Often running gitlab-ctl reconfigure or gitlab-ctl restart resolves it after waiting about 15-20 minutes, though that requires direct attendance by particular administrators to run. To avoid disruption there is a twice-daily gitlab-ctl restart in place during quieter times however that’s not ideal for 2 of the instances of which ideally require 24x7 availability due to timezone distributed users.

As I’m relatively speaking somewhat new to Gitlab specific administration where should I be looking to debug this issue?

Thanks,

Adam

I think you need to track down the error in the logs, it is a bit difficult because there are a lot of logs and they are verbose. Do you have a colleration id in the error message displayed on the web page ? If yes you can search based on it.

1 Like

Thanks for your response.

I don’t recall the 502 page showing an error ID, though it may be a very faint grey that I had missed. I’ll look more closely for it next time.

I remembered last night that in addition to a 502 error, at the same time when using GIT from a repository pulling and pushing fails due to the internal API being unavailable. (Might be useful to determine which component is at fault.)

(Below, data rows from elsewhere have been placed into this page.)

PR #20, opened 2024-11-28
Features/add hydro data

mehdiwahada:


src/antares/model/area.py
```diff
@@ -373,3 +373,9 @@ def read_thermal_clusters(
         area_id: str,
     ) -> List[ThermalCluster]:
         return self._thermal_service.read_thermal_clusters(area_id)
+
+    def read_hydro(
+        self,
+        area_id: str,
```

You can do something like jq 'select(.status == 502)' production_json.log to find relevant logs. You’ll have to dig into those resulting entries because 502 is a very big catch all kind of code for server issues.

2 Likes

Thanks for the suggestion. I just had a HTTP 502 error now. It definitely didn’t show any error reference.
I found that " `production_json.log" file at “/var/log/gitlab/gitlab-rails/production_json.log”, though no HTTP 502 errors were present. (I checked this and the regular “production.log” file.)

Is there anywhere else I can look log wise for this issue? “/var/log/gitlab/gitlab-rails/production_json.log” shows nothing regarding HTTP 502.
(This still happens nearly daily.)